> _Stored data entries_
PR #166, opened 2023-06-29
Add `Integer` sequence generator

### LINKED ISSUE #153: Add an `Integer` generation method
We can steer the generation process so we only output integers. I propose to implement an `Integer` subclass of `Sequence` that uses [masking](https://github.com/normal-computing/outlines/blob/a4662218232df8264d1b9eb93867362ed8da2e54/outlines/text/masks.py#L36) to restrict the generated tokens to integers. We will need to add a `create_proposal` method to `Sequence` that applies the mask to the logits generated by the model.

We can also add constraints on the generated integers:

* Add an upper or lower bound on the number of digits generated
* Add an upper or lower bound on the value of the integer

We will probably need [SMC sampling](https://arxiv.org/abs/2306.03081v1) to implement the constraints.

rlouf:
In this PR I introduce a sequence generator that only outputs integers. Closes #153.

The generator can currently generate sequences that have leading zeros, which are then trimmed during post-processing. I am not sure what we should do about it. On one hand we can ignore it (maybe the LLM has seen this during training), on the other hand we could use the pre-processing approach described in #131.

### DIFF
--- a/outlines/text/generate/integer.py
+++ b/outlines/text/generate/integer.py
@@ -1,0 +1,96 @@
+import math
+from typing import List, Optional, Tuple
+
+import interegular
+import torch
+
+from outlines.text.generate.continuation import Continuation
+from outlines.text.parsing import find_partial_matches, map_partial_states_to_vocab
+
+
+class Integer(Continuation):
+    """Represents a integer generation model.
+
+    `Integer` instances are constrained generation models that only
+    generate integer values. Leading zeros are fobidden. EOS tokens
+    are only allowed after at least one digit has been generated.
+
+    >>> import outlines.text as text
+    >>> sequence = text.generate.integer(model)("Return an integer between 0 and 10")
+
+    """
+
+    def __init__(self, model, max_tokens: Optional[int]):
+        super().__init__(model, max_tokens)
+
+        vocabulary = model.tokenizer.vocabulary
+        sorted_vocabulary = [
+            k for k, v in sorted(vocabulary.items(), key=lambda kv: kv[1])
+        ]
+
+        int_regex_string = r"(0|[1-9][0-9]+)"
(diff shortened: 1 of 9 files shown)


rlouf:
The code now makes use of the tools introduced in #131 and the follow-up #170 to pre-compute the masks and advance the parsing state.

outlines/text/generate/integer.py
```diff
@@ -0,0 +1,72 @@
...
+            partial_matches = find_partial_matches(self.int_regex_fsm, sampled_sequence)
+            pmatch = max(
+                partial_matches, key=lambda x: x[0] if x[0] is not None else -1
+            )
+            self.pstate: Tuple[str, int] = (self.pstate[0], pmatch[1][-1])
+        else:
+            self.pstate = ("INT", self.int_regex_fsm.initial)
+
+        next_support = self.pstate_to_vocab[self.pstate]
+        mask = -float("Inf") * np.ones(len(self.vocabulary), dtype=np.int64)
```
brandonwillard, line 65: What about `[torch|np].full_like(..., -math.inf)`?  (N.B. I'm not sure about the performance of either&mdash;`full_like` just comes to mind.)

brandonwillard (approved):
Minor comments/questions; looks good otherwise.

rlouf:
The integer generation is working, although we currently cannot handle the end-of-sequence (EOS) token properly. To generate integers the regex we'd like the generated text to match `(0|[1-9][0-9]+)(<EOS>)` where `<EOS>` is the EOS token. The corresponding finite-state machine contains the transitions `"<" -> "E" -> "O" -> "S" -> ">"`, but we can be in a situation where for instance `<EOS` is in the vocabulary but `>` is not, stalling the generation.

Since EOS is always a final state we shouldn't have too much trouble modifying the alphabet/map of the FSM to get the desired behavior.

> _TASK DETAILS_
Find the word "from" in the entries above, then copy each line that holds it.

> _SOLVED EXERCISE_
+from typing import List, Optional, Tuple
+from outlines.text.generate.continuation import Continuation
+from outlines.text.parsing import find_partial_matches, map_partial_states_to_vocab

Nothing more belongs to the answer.